• What you will do
Select, from the material below, each line with "other" in it.

• Given data
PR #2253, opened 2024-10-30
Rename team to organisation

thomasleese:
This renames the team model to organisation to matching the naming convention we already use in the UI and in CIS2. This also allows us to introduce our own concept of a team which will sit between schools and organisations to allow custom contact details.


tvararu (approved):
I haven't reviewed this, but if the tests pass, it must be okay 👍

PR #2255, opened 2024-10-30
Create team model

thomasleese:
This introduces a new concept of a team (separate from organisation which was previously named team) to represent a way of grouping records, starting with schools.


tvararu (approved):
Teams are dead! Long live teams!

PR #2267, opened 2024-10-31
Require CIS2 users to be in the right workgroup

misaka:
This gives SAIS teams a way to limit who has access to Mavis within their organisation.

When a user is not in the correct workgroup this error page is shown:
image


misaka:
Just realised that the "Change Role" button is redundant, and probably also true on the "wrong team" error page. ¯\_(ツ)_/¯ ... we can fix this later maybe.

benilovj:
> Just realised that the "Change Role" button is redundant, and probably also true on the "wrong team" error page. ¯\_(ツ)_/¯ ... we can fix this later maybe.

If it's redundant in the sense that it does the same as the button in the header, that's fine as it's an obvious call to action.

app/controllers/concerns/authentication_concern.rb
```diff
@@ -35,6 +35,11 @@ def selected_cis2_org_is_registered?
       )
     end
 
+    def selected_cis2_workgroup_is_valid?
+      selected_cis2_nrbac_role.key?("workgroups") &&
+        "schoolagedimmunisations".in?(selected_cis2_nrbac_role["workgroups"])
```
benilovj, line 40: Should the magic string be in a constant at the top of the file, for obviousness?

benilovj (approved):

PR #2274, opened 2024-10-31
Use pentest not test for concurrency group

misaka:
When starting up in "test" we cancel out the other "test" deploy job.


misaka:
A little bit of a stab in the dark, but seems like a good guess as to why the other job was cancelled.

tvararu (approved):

• Exercise solution
When starting up in "test" we cancel out the other "test" deploy job.
A little bit of a stab in the dark, but seems like a good guess as to why the other job was cancelled.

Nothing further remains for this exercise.